Bayesian inference allows the researcher to do all of the above mentioned in the previous paragraph, and more. First, it has the advantage of being uninfluenced by the intentions of the experimenter, the knowledge of which is inherently murky and unclear, but on which NHST "critical" values are based. (More on this aspect of Bayesian inference, as compared to NHST, can be found in a much more detailed post here.) Moreover, Bayesian analysis sheds light on concepts common to both Bayesian and NHST approaches while pointing out the disadvantages of the latter and outlining how these deficiencies are addressed and mitigated in the former, whereas the converse approach is not true; this stems from the fact that Bayesian inference is more mathematically and conceptually coherent, providing a single posterior distribution for each parameter and model estimate without falling back on faulty, overly conservative multiple correction mechanisms which punish scientific curiosity. Lastly, Bayesian inference is more intuitive. We should intuitively expect our prior beliefs to influence our interpretation of posterior estimates, as more extraordinary claims should require correspondingly extraordinary evidence.

Having listened to this rhapsody on the virtues and advantages of going Bayesian, the reader may wonder how many Bayesian tests I have ever performed on my own neuroimaging data. The answer is: None.

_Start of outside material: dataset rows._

PR #33, opened 2015-01-31
Decode URL entities in path

### LINKED ISSUE #32: Outputting image with a space in the filename fails when using a Request
When trying to load a file with a space (at a URL like `/img/my%20file.png`), it fails when using an instance of `Symfony\Component\HttpFoundation\Request`.

By failing, I mean we see a `NotFoundException: Could not find the image my%20file.png`.

``` php
public function serve($uri, \Illuminate\Http\Request $request)
{
  $server = ServerFactory::create([...]);

  // this fails:
  $server->outputImage($request);

  // this works: ($uri is 'my file.png' without the %20)
  $server->outputImage($uri, $request->query->all());
}
```

Both methods work when the filename has no spaces.

jasonvarga:
Simply wrapping the `$path` returned in `getSourcePath()` with `urldecode()` appears to fix #32.

### DIFF
--- a/src/Server.php
+++ b/src/Server.php
@@ -123,7 +123,7 @@ class Server
             $path = $this->sourcePathPrefix.'/'.$path;
         }
 
-        return urldecode($path);
+        return rawurldecode($path);
     }
 
     /**
--- a/src/Server.php
+++ b/src/Server.php
@@ -123,7 +123,7 @@ class Server
             $path = $this->sourcePathPrefix.'/'.$path;
         }
 
-        return $path;
+        return urldecode($path);
     }
 
     /**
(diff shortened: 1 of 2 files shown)


reinink:
Thanks for working this issue out @jasonvarga! I'll get this tagged right away. You may find the very first item (at the bottom) of this [CHANGELOG](https://github.com/symfony/HttpFoundation/blob/8f39f4c3a2903883898d1026f781f0f42672f9bc/CHANGELOG.md) interesting. ;)

reinink:
Tagged: [0.3.1](https://github.com/thephpleague/glide/releases/tag/0.3.1)

jasonvarga:
Well would you look at that. Thanks!

PR #40, opened 2015-02-27
A bunch of stuff for Travis CI

duncan3dc:
* Use `composer update` to test against the highest dependencies
* Also test against the lowest supported dependencies
* Added testing on the upcoming php release (7.0)
* Use [container-based](http://docs.travis-ci.com/user/workers/container-based-infrastructure/) travis builds 

Doing this uncovered an [issue](https://travis-ci.org/duncan3dc/glide/builds/52405993) in the dependencies. This looks like a problem in `intervention/image`, where they are misstating their lowest supported dependencies. Bumping glide's supported version to `~2.1` fixes that but I'm not sure whether you'd rather pursue a fix with intervention instead.

### DIFF
--- a/composer.json
+++ b/composer.json
@@ -22,7 +22,7 @@
     ],
     "require": {
         "php": ">=5.4",
-        "intervention/image": "~2.0",
+        "intervention/image": "~2.1",
         "league/flysystem": "~1.0",
         "symfony/http-foundation": "~2.3",
         "symfony/http-kernel": "~2.3"
--- a/composer.json
+++ b/composer.json
@@ -29,6 +29,7 @@
     },
     "require-dev": {
         "mockery/mockery": "~0.9",
+        "phpunit/php-token-stream": ">=1.3.0",
         "phpunit/phpunit": "~4.4"
     },
     "autoload": {
--- a/.travis.yml
+++ b/.travis.yml
@@ -4,6 +4,7 @@ php:
   - 5.4
   - 5.5
   - 5.6
+  - 7.0
   - hhvm
 
 before_script:
--- a/.travis.yml
+++ b/.travis.yml
@@ -7,9 +7,13 @@ php:
   - 7.0
   - hhvm
 
+env:
+  - COMPOSER_OPTS=""
+  - COMPOSER_OPTS="--prefer-lowest"
+
 before_script:
   - travis_retry composer self-update
-  - travis_retry composer install --no-interaction --prefer-source --dev
+  - travis_retry composer update $COMPOSER_OPTS
 
 script:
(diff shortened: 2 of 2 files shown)


duncan3dc:
It looks like there's another lowest dependency issue (only showing on hhvm), but I'm not sure which package is the culprit,

reinink:
Wow @duncan3dc, this is awesome! Thanks so much for putting this together. We just need to figure out that HHVM issue. I did a quick Google search, and [found this](http://stackoverflow.com/questions/24203912/hhvm-imagettftext-no-such-file-or-directory). Makes me wonder if this is related to GD. Although that doesn't make a ton of sense, since that test is mocked out pretty heavily. I'll have to do some digging.

duncan3dc:
Cool, I'm happy to help. I have an hhvm instance at home so I'll do some checking myself next time I get chance, if you don't beat me to the solution :)

duncan3dc:
It looks like the problem is `@runInSeparateProcess`, removing this allows the tests to pass.

Do you know why this particular test is run under this condition? The commit (dac2c96e) doesn't mention it.

duncan3dc:
Adding a requirement for `phpunit/php-token-stream` of at least version `1.3.0` seems to resolve this issue.

There are a few issues reporting this:
sebastianbergmann/phpunit#1090
sebastianbergmann/phpunit#1214
sebastianbergmann/phpunit#1407

And the resolution seems to just be "use a more up to date version". Are you happy to list the `php-token-stream` as a requirement for the `@runInSeparateProcess` feature?

reinink:
If I recall correctly, the `@runInSeparateProcess` option allows for output testing, so I suspect we'll need that still. Your solution here looks good to me!

reinink:
Thanks again for your work on this @duncan3dc, much appreciated!

duncan3dc:
Thanks for your work on producing this cool library :+1:

composer.json
```diff
@@ -22,13 +22,14 @@
...
         "php": ">=5.4",
-        "intervention/image": "~2.0",
+        "intervention/image": "~2.1",
         "league/flysystem": "~1.0",
         "symfony/http-foundation": "~2.3",
         "symfony/http-kernel": "~2.3"
     },
     "require-dev": {
         "mockery/mockery": "~0.9",
+        "phpunit/php-token-stream": ">=1.3.0",
```
GrahamCampbell: Don't use unbound version constraints.

reinink: Good point.

duncan3dc: It's not really a good point, as the dependency is only relevant for phpunit, which has a bounded version constraint, so we don't care what version of php-token-stream we get, as long as it's above 1.3.0, and compatible with our ~4.4 of phpunit, which composer takes care of

PR #45, opened 2015-03-09
Image is not resized

wakumaku:
When one of the dimensions requested is the same as the original the image is not resized.


reinink:
Wow, good find. Thanks for this! I'll merge it in and get it tagged soon. Little swamped right now.

PR #46, opened 2015-03-11
Add the ability to disable caching by passing false as the cache parameter

kevin-thackorie:
WIP. As per Jonathan's request, this potential fix for Glide's current inability to disable caching is being submitted as a pull request without unit test updates for the sake of implementation review.

These modifications enable the passing of boolean false as the value for the ‘cache’ parameter to the server factory. Doing so bypasses the cache writing process and serves the image from source.

### DIFF
--- a/.gitignore
+++ b/.gitignore
@@ -1,3 +1,4 @@
 build
 composer.lock
 vendor
+.DS_STORE
--- a/src/Server.php
+++ b/src/Server.php
@@ -29,7 +29,7 @@ class Server
 
     /**
      * The cache file system.
-     * @var FilesystemInterface
+     * @var FilesystemInterface|null
      */
     protected $cache;
 
@@ -53,11 +53,11 @@ class Server
 
     /**
      * Create Server instance.
-     * @param FilesystemInterface $source The source file system.
-     * @param FilesystemInterface $cache  The cache file system.
-     * @param ApiInterface        $api    The image manipulation API.
+     * @param FilesystemInterface      $source The source file system.
+     * @param FilesystemInterface|null $cache  The cache file system.
+     * @param ApiInterface             $api    The image manipulation API.
      */
-    public function __construct(FilesystemInterface $source, FilesystemInterface $cache, ApiInterface $api)
+    public function __construct(FilesystemInterface $source, $cache, ApiInterface $api)
     {
         $this->setSource($source);
         $this->setCache($cache);
@@ -141,16 +141,16 @@ class Server
 
     /**
      * Set the cache file system.
-     * @param FilesystemInterface $cache The cache file system.
+     * @param FilesystemInterface|null $cache The cache file system.
      */
-    public function setCache(FilesystemInterface $cache)
+    public function setCache($cache)
     {
         $this->cache = $cache;
     }
 
     /**
      * Get the cache file system.
-     * @return FilesystemInterface The cache file system.
+     * @return FilesystemInterface|null The cache file system.
      */
     public function getCache()
     {
@@ -200,6 +200,10 @@ class Server
      */
     public function cacheFileExists()
     {
+        if ($this->cache === null) {
+            return false;
+        }
+
         $request = $this->resolveRequestObject(func_get_args());
 
         return $this->cache->has($this->getCachePath($request));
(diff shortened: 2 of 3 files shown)


src/ServerFactory.php
```diff
@@ -79,6 +79,10 @@ public function getCache()
             $cache = $this->config['cache'];
         }
 
+        if ($cache === false) {
+            return null;
```
GrahamCampbell: just `return;`.

kevin-thackorie: Functionally, you're correct in that `return;` is equivalent to `return null;`, but I like to be explicit in circumstances such as this. It implies that the caller of this method will be specifically checking for or using the null return.

.gitignore
```diff
@@ -1,3 +1,4 @@
 build
 composer.lock
-vendor
\ No newline at end of file
+vendor
+.DS_STORE
```
GrahamCampbell: Nooo. This should never go on there.

reinink: Are you referring to `.DS_STORE`? Because I've already removed it locally. (I'm cleaning this up before tagging the next release.)

GrahamCampbell: Yeh. I've just sent a pull too, lol.

reinink: It's going to be removed twice. :)

GrahamCampbell: :ship:

kevin-thackorie: Why would one **not** want .DS_STORE files ignored? A .DS_STORE file "is a hidden file with a proprietary format created by OS X to store custom attributes of a folder such as the position of icons or the choice of a background image... these files were primarily used by the Finder [Mac application]"

I always add hidden temporary/application-irrelevant files to the .gitignore files of my projects.

reinink: It's generally discouraged, because where does it stop? You could end up with a VERY long .gitignore file in every project. Generally it's recommended to use a global .gitignore file isntead for this sort of stuff.

GrahamCampbell: > I always add hidden temporary/application-irrelevant files to the .gitignore files of my projects.

That's a bad practice. You should make use of global .gitignore files.

src/Server.php
```diff
@@ -53,11 +53,11 @@ class Server
...
      * Create Server instance.
-     * @param FilesystemInterface $source The source file system.
-     * @param FilesystemInterface $cache  The cache file system.
-     * @param ApiInterface        $api    The image manipulation API.
+     * @param FilesystemInterface      $source The source file system.
+     * @param FilesystemInterface|null $cache  The cache file system.
+     * @param ApiInterface             $api    The image manipulation API.
      */
-    public function __construct(FilesystemInterface $source, FilesystemInterface $cache, ApiInterface $api)
+    public function __construct(FilesystemInterface $source, $cache, ApiInterface $api)
```
reinink: I wonder if this is best. I really hate removing the `FilesystemInterface ` type-hinting, but I also don't want to change the parameter order because that would break backward compatibly.

We could do this:

```php
public function __construct(FilesystemInterface $source, FilesystemInterface $cache = null, ApiInterface $api = null)
```

Now clearly `ApiInterface` cannot be null, however if null is passed it will then get caught in the `setApi` method type-hinting. So, kind of weird, but maybe better than removing the `FilesystemInterface` type-hint?

Thoughts? /cc @GrahamCampbell

reinink: Or do we just do this, and who cares if PHP Code Sniffer baulks?

```php
public function __construct(FilesystemInterface $source, FilesystemInterface $cache = null, ApiInterface $api)
```

.gitignore
kevin-thackorie: Ahhh, I see what you mean. 

> You should make use of global .gitignore files.

I do, but omitting said files from the project-level .gitignore means that you now depend on other devs to have appropriately configured global .gitignore files. And, realistically, there are only 3 common files of that nature: thumbs.db (Windows), .DS_STORE (Mac), .swp (*nix).

This is a very small detail, though, and I'm good either way :)

src/Server.php
kevin-thackorie: +1 for the above suggestion of having the type hint on the $cache argument with a default value of null. I.e.

```php
public function __construct(FilesystemInterface $source, FilesystemInterface $cache = null, ApiInterface $api)
```

reinink: Only problem is this breaks [PSR-2 compliance](https://github.com/php-fig/fig-standards/blob/master/accepted/PSR-2-coding-style-guide.md#44-method-arguments), which might break build steps. This is annoying. Might have to just go back to the way you had it.

kevin-thackorie: Hmmm, I see what you mean: "Method arguments with default values MUST go at the end of the argument list." But changing the order of the arguments would break backwards compatibility.

Yeah, it's probably best to just leave the removal of the type hint for that argument.

PR #51, opened 2015-03-20
Remove .DS_STORE from .gitignore

GrahamCampbell:
This should never have been added. It belongs in your system .gitignore file.


reinink:
Thanks again for your all your help @GrahamCampbell!

GrahamCampbell:
np, thanks for an awesome package. :P

PR #74, opened 2020-07-15
Add custom prefix devurl

Russtopia:
This implements  https://github.com/cdr/enterprise/issues/4411
***NOTE: this is intended for post 1.9 release. It involves a breaking API change to the devurl API and should be released in coordination with https://github.com/cdr/enterprise/pull/4381***

### What This Does

* Adds new `urls create` subcommand option `--name <label | "">`
* Adds new `urls ls` command and `-o [human | json]` options following syntax of the `users ls` command
* Some error message output is modified to be more consistent (fmt.Prinf() vs. coder.com/flog)
* ***Propose new `edit` urls subcommand which is just an alias for `create`; just for usage style***
* ~~Propose to make `create` single-purpose (only create a new devurl) such that `edit` is the only way to modify an existing devurl~~
* Scaffolding for integration tests of devurl operations

Changes for compatibility with https://github.com/cdr/enterprise/pull/4381
* REST APIs to manipulate devurls have the `port` argument changed to int type

### Testing
* Use https://github.com/cdr/enterprise/pull/4381 deployment to test against to ensure API compatibility.

### Usage Examples
* TODO


cmd/coder/urls.go
```diff
@@ -35,47 +36,52 @@ var urlAccessLevel = map[string]string{
...
-	if p < 1 {
+	if p < 1 || p > 65535 {
 		// port 0 means 'any free port', which we don't support
 		err = strconv.ErrRange
 	}
 	if err != nil {
-		fmt.Println("Invalid port")
+		flog.Error("Invalid port")
 	}
 	return err == nil
```
Russtopia, line 46: In cdr/enterprise the convention appears to prefer multiple return points where errors are first detected; if we want to follow that for the coder-cli repo I can update everything I touched in this PR to use that style.

cmd/coder/urls.go
```diff
@@ -35,47 +36,52 @@ var urlAccessLevel = map[string]string{
...
 }
 
 func accessLevelIsValid(level string) bool {
 	_, ok := urlAccessLevel[level]
 	if !ok {
-		fmt.Println("Invalid access level")
+		flog.Error("Invalid access level")
```
Russtopia, line 52: Changed Printf() and Println() occurrences to use flog, as that appeared to be the desired way in @ammario previous work

cmd/coder/urls.go
```diff
@@ -35,47 +36,52 @@ var urlAccessLevel = map[string]string{
...
 }
 
 func (sub *createSubCmd) RegisterFlags(fl *pflag.FlagSet) {
 	fl.StringVarP(&sub.access, "access", "a", "private", "[private | org | authed | public] set devurl access")
+	fl.StringVarP(&sub.urlname, "name", "n", "", "devurl name")
 }
 
 func (sub createSubCmd) Spec() cli.CommandSpec {
 	return cli.CommandSpec{
 		Name:  "create",
```
Russtopia, line 69: I wonder if we should define a synonym `update` for user-friendliness. `create` works for both insert and update of devurls.

cmd/coder/urls.go
```diff
@@ -84,26 +90,35 @@ func (sub createSubCmd) Run(fl *pflag.FlagSet) {
 	if !portIsValid(port) {
 		exitUsage(fl)
 	}
+	portNum, _ := strconv.Atoi(port)
```
Russtopia, line 93: Ignoring err return here as port was just validated above. Can make portIsValid() return validated portNum instead if you'd prefer (probably would rename to validatePort() then)

```
portNum, err := validatePort(port) {
        if err != nil { exitUsage(f1) }
}
```

cmd/coder/urls.go
```diff
@@ -35,47 +36,52 @@ var urlAccessLevel = map[string]string{
...
 func (sub createSubCmd) Spec() cli.CommandSpec {
 	return cli.CommandSpec{
 		Name:  "create",
-		Usage: "<env name> <port> [--access <level>]",
+		Usage: "<env name> <port> [--access <level>] [--name <name>]",
 		Desc:  "create/update a devurl for external access",
 	}
 }
 
+var devURLNameValidRx = regexp.MustCompile("^[a-zA-Z][a-zA-Z0-9]{0,63}$")
```
Russtopia, line 75: Will add doc comment to this

internal/entclient/devurl.go
```diff
@@ -24,22 +32,56 @@ func (c Client) DelDevURL(envID, urlID string) error {
...
+	}
 	if err != nil {
 		return err
 	}
+	return nil
+}
 
-	if res.StatusCode != http.StatusOK {
-		return bodyError(res)
-	}
```
Russtopia, line 42: I thought it might be nicer to give a plain English error message rather than just dump the entire HTTP error response to console.

cmd/coder/urls.go
```diff
@@ -84,26 +90,35 @@ func (sub createSubCmd) Run(fl *pflag.FlagSet) {
...
 
 	access = strings.ToUpper(sub.access)
 	if !accessLevelIsValid(access) {
 		exitUsage(fl)
 	}
 
+	name = sub.urlname
+	if name != "" && !devURLNameValidRx.MatchString(name) {
+		flog.Error("update devurl: name must be < 64 chars in length, begin with a letter and only contain letters or digits.")
+		return
```
Russtopia, line 103: Given our target audience is developers, would it better (since shorter) to just say

`"update devurl: name must conform to regex ^[a-zA-Z][a-zA-Z0-9]{0,63}$"`
or
`"update devurl: name must be <= 64 chars and conform to regex ^[a-zA-Z][a-zA-Z0-9]"`
?

cmd/coder/urls.go
```diff
@@ -35,47 +36,66 @@ var urlAccessLevel = map[string]string{
 
 func portIsValid(port string) bool {
 	p, err := strconv.ParseUint(port, 10, 16)
-	if p < 1 {
+	if p < 1 || p > 65535 {
```
Russtopia, line 39: I should probably just make this `if p < 1 || p > math.MaxUint16`

cmd/coder/urls.go
```diff
@@ -35,47 +36,66 @@ var urlAccessLevel = map[string]string{
...
+type editSubCmd struct {
+	createSubCmd
+}
+
+func (sub *editSubCmd) Spec() cli.CommandSpec {
+	return cli.CommandSpec{
+		Name:  "edit",
+		Usage: "<env name> <port> [--access <level>] [--name <name>]",
+		Desc:  "create/update a devurl for external access",
+	}
```
Russtopia, line 70: This adds a synonym `edit` for `create` purely for usage style, this way users can invoke in ways that show their intention eg:

`coder urls create ...` then
`coder urls edit ...`

cmd/coder/urls.go
```diff
@@ -193,7 +223,7 @@ func urlList(envName string) []DevURL {
 	}
 
 	if len(devURLs) == 0 {
-		fmt.Printf("no dev urls were found for environment: %s\n", envName)
+		flog.Error("no dev urls were found for environment: %s", envName)
```
Russtopia, line 226: Unrelated to this review: It's a bit confusing to the user we *always* log an error in red to the console if there are no devurls here. This function is used to get the list of existing devurls, which can legitimately be empty. I'll look at moving the error handling up to where we know whether to expect an empty list or not, if that makes sense.

cmd/coder/urls.go
```diff
@@ -35,47 +37,66 @@ var urlAccessLevel = map[string]string{
 
 func portIsValid(port string) bool {
 	p, err := strconv.ParseUint(port, 10, 16)
-	if p < 1 {
+	if p < 1 || p > math.MaxUint16 {
```
coadler, line 40: It's not possible for this function to return a value over the provided bitsize anyways, so this check isn't doing much. See https://play.golang.org/p/8aTqC70r7Ou

I think this error handling here is a little backwards. We should be checking `err` before checking `p` since `p` will be 0 if `err != nil`. If we're checking that `p < 1` before `err` then we'll be returning the wrong error.

internal/entclient/devurl.go
coadler: Usually the API returns helpful error text and resolution advice. If the responses aren't helpful, maybe we should make them that way?

Russtopia: Definitely. I'll look into it. Would be nice if the coder-cli didn't have to do its own explanations and could re-use what we (hopefully!) give back to the web dashboard etc.

cmd/coder/urls.go
Russtopia: OK. Duh, yes I see now I'd already called ParseUint() so it has to be in range :)

Russtopia:
In general: how do we feel about the `create` and `edit` subcommands (versus just `create` in master)?
I feel it's more sensible from a user standpoint.. and non-intuitive that `create` could also *update* an existing devurl. If no one has objections, I'd like to make `create` actually refuse to update an existing devurl, and let `edit` do that.

cmd/coder/urls.go
```diff
@@ -117,15 +147,16 @@ func (sub delSubCmd) Spec() cli.CommandSpec {
 	}
 }
 
-// devURLID returns the ID of a devURL, given the env name and port.
-// ("", false) is returned if no match is found.
-func devURLID(port string, urls []DevURL) (string, bool) {
+// devURLID returns the ID of a devURL, given the env name and port
+// from a list of DevURL records.
+// (false, "") is returned if no match is found.
+func devURLID(port int, urls []DevURL) (bool, string) {
```
scsmithr, line 153: It's more idiomatic to return (string, bool).

cmd/coder/sync.go
```diff
@@ -99,7 +99,7 @@ func (cmd *syncCmd) Run(fl *pflag.FlagSet) {
 	if rsyncErr != nil {
 		flog.Info("Unable to determine remote rsync version.  Proceeding cautiously.")
 	} else if localVersion != remoteVersion {
-		flog.Fatal(fmt.Sprintf("rsync protocol mismatch. %s.", localVersion, rsyncErr))
+		flog.Fatal(fmt.Sprintf("rsync protocol mismatch. %s (%v).", localVersion, rsyncErr))
```
Russtopia, line 102: Seems this was an error that slipped into master. fmt.Sprintf() arg mismatch.

cmd/coder/urls.go
Russtopia: OK will swap.

internal/entclient/devurl.go
Russtopia: If it's OK, I'll leave deeper changes to error message to another PR since it'll involve possible changes to cdr/enterprise as well.

Russtopia:
> Regarding the create/edit subcommands, I'd prefer to either keep how you have it right now in the pr, or go back to having just `create`. Personally, I like that it's idempotent(ish) and I'd find it annoying to have to call `edit` in the case of me forgetting that a devurl already exists. I like my CLIs to just do what I mean.

Sure. Since @fuskovic  added an alias ability to the cli recently, I left in "edit", but one can just use `create` for both ops.

cmd/coder/urls.go
```diff
@@ -33,55 +55,110 @@ var urlAccessLevel = map[string]string{
...
+
+	switch sub.outputFmt {
+	case "human":
+		w := tabwriter.NewWriter(os.Stdout, 0, 0, 1, ' ', tabwriter.TabIndent)
+		for _, devURL := range devURLs {
+			fmt.Fprintf(w, "%s\t%d\t%s\n", devURL.URL, devURL.Port, devURL.Access)
+		}
+		err := w.Flush()
+		if err != nil {
+			flog.Fatal("failed to flush writer: %v", err)
```
cmoog, line 99: Checkout `internal/x/xtabwriter`. Should help make this section much cleaner. `secrets.go` has a good example.

cmoog: I've been thinking of adding support for a struct tag `human:"omit"` such that you could only print the fields that you want...

ci/integration/devurls_test.go
```diff
@@ -0,0 +1,94 @@
...
+	// // == devurl del should function
+	// c.Run(ctx, `coder urls del env1 3002`).Assert(t,
+	// 	tcli.Success())
+
+	// // == removed devurl should no longer be there
+	// c.Run(ctx, `coder urls ls env1 -o json | jq -c '.[] | select( .name == "foobar")'`).Assert(t,
+	// 	tcli.Error(),
+	// 	jsonUnmarshals(&durl))
+
+}
```
Russtopia, line 94: Speculative integration tests -- we need envs to be created in the test CI environment, or to add `env create` ability to coder-cli itself, before we can do any of these.

internal/entclient/devurl.go
```diff
@@ -5,18 +5,33 @@ import (
...
 )
 
+// DevURL is the parsed json response record for a devURL from cemanager
+type DevURL struct {
+	ID     string `json:"id"`
+	URL    string `json:"url"`
+	Port   int    `json:"port"`
+	Access string `json:"access"`
+	Name   string `json:"name"`
+}
```
Russtopia, line 15: Moved in here, where I presume it should be (like `entclient.User`)

cmd/coder/urls.go
```diff
@@ -33,55 +55,110 @@ var urlAccessLevel = map[string]string{
...
 }
 
+type listSubCmd struct {
+	outputFmt string
+}
+
+// Run gets the list of active devURLs from the cemanager for the
+// specified environment and outputs info to stdout.
+func (sub listSubCmd) Run(fl *pflag.FlagSet) {
+	envName := fl.Arg(0)
```
cmoog, line 88: Validate that this is nonempty before continuing.

cmd/coder/urls.go
cmoog, line 99: Use `requireSuccess(err, "failed to flush writer: %v", err)` for brevity. The same could be said a few other places.

cmd/coder/urls.go
```diff
@@ -33,55 +55,110 @@ var urlAccessLevel = map[string]string{
...
+
+func (sub *listSubCmd) RegisterFlags(fl *pflag.FlagSet) {
+	fl.StringVarP(&sub.outputFmt, "output", "o", "human", "output format (human | json)")
+}
+
+func (sub *listSubCmd) Spec() cli.CommandSpec {
+	return cli.CommandSpec{
+		Name:  "ls",
+		Usage: "<env> <flags>",
+		Desc:  "list all devurls",
```
cmoog, line 119: `list all devurls for a given environment`

cmd/coder/urls.go
```diff
@@ -90,20 +167,28 @@ func (sub createSubCmd) Run(fl *pflag.FlagSet) {
 		exitUsage(fl)
 	}
 
+	name = sub.urlname
+	if name != "" && !devURLNameValidRx.MatchString(name) {
+		flog.Error("update devurl: name must be < 64 chars in length, begin with a letter and only contain letters or digits.")
+		return
```
cmoog, line 173: This should be fatal.

cmd/coder/urls.go
```diff
@@ -90,20 +167,28 @@ func (sub createSubCmd) Run(fl *pflag.FlagSet) {
...
-		fmt.Printf("Adding devurl for port %v\n", port)
-	}
-
-	err := entClient.UpsertDevURL(env.ID, port, access)
-	if err != nil {
-		flog.Error("upsert devurl: %s", err.Error())
+		flog.Info("Adding devurl for port %v", port)
+		err := entClient.InsertDevURL(env.ID, portNum, name, access)
+		if err != nil {
+			flog.Error("insert devurl: %s", err.Error())
```
cmoog, line 190: Should be fatal here as well.

cmd/coder/urls.go
```diff
@@ -90,20 +167,28 @@ func (sub createSubCmd) Run(fl *pflag.FlagSet) {
...
 	env := findEnv(entClient, envName)
 
-	_, found := devURLID(port, urlList(envName))
+	urlID, found := devURLID(portNum, urlList(envName))
 	if found {
-		fmt.Printf("Updating devurl for port %v\n", port)
+		flog.Info("Updating devurl for port %v", port)
+		err := entClient.UpdateDevURL(env.ID, urlID, portNum, name, access)
+		if err != nil {
+			flog.Error("update devurl: %s", err.Error())
```
cmoog, line 184: Should be fatal.

cmd/coder/urls.go
```diff
@@ -137,35 +223,27 @@ func (sub delSubCmd) Run(fl *pflag.FlagSet) {
...
-		fmt.Printf("Deleting devurl for port %v\n", port)
+		flog.Info("Deleting devurl for port %v", port)
 	} else {
 		flog.Fatal("No devurl found for port %v", port)
 	}
 
-	err := entClient.DelDevURL(env.ID, urlID)
+	err = entClient.DelDevURL(env.ID, urlID)
 	if err != nil {
 		flog.Error("delete devurl: %s", err.Error())
```
cmoog, line 243: should be fatal.

cmd/coder/urls.go
```diff
@@ -192,29 +270,5 @@ func urlList(envName string) []DevURL {
...
-	for _, devURL := range devURLs {
-		fmt.Fprintf(w, "%s\t%s\t%s\n", devURL.URL, devURL.Port, devURL.Access)
-	}
-	w.Flush()
-}
-
-func (cmd *urlsCmd) Subcommands() []cli.Command {
-	return []cli.Command{
-		&createSubCmd{},
-		&delSubCmd{},
```
cmoog, line 218: can we make this command `rm` for consistency?

cmd/coder/urls.go
Russtopia: Could be cool. What if users wanted more verbose vs. brief output -- would something like `human:"verbose"` and `human:"always"` or something allow multiple verbosity levels?

cmd/coder/urls.go
Russtopia: OK. Currently it'll output `[]` for json and nothing for tabbed. You want no output for both or a msg such as `No devurls defined` for human output?

cmd/coder/urls.go
Russtopia: As discussed via Slack I'll leave this for now but once xtabwriter supports marking fields to suppress output I will convert it to use that. (Just didn't want to output the `name` field since it's redundant, being part of the devurl itself).

Russtopia: Ah nice. Hadn't noticed we had that in here.

cmd/coder/urls.go
```diff
@@ -137,35 +223,27 @@ func (sub delSubCmd) Run(fl *pflag.FlagSet) {
 		exitUsage(fl)
 	}
 
-	if !portIsValid(port) {
+	portNum, err := validatePort(port)
+	if err != nil {
 		exitUsage(fl)
 	}
```
Russtopia, line 229: Hmm. I wonder if this and `accessLevelIsValid()` should then just call `exitUsage()` and `log.Fatal()` themselves rather than `log.Error()` and relying on the caller to exit. What's your preference on exit/fatal from 'helper' funcs?

cmd/coder/urls.go
Russtopia: Changed for now to output nothing for empty devURLs

cmd/coder/urls.go
Russtopia: Done.

cmd/coder/urls.go
```diff
@@ -137,33 +219,23 @@ func (sub delSubCmd) Run(fl *pflag.FlagSet) {
...
-}
-
-func (cmd urlsCmd) Spec() cli.CommandSpec {
-	return cli.CommandSpec{
-		Name:  "urls",
-		Usage: "<env name>",
-		Desc:  "get all development urls for external access",
-	}
+	err = entClient.DelDevURL(env.ID, urlID)
+	requireSuccess(err, "delete devurl: %s", err)
```
Russtopia, line 238: Am I just being thick here, passing err twice? I actually want the HTTP error response to be output so it seems that I need to.

cmoog: Yes that's how I intended it to be used-- not the best looking I'll admit.

cmoog:
@Russtopia Anything blocking this from merging?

Why is this? First of all, considering the fact that a typical fMRI dataset is comprised of hundreds of thousands of voxels, and given current computational capacity, Bayesian inference for an single neuroimaging session can take prohibitively long amounts of time. Furthermore, the only fMRI analysis package I know of that allows for Markov-Chain Monte Carlo (MCMC) sampling at each voxel is FSL's FLAME 1+2, although this procedure can take on the order of days for a single subject, and the results usually tend to be more or less equal to what would be produced through traditional methods. Add on top of this models which combine several levels of priors and hyperparameters which mutually constrain each other, and the computational cost increases even more exponentially. One neuroimaging technique which uses Bayesian inference in the form of spatial priors in order to anatomically constrain the strength and direction of connectivity - an approach known as dynamic causal modeling (DCM; Friston et al, 2003) - is relatively unused among the neuroimaging community, given the complexity of the approach (at least, outside of Friston's group). Because of these reasons, Bayesian inference has not gained much traction in the neuroimaging literature.

However, some statistical packages do allow for the implementation of Bayesian-esque concepts, such as mutually constraining parameter estimates through a process known as shrinkage. While some Bayesian adherents may balk at such weak-willed, namby-pamby compromises, in my experience these compromises can satisfy both the some of the intuitive concepts of Bayesian methods while allowing for more efficient computation time. One example is AFNI's 3dMEMA, which estimates the precision of the estimate for each subject (i.e., the inverse of the variance of that individual's parameter estimate), and weights it in proportion to its precision. For example, a subject with less variance would be weighted more when taken to a group-level analysis, while a subject with a noisy parameter estimate would be weighted less.

Overall, while comprehensive Bayesian inference at the voxel level would be ideal, for right now it appears impractical. Some may take issue with this, but until further technological advances in computer speed or clever methods which allow for more efficient Bayesian inference, current approaches will likely continue.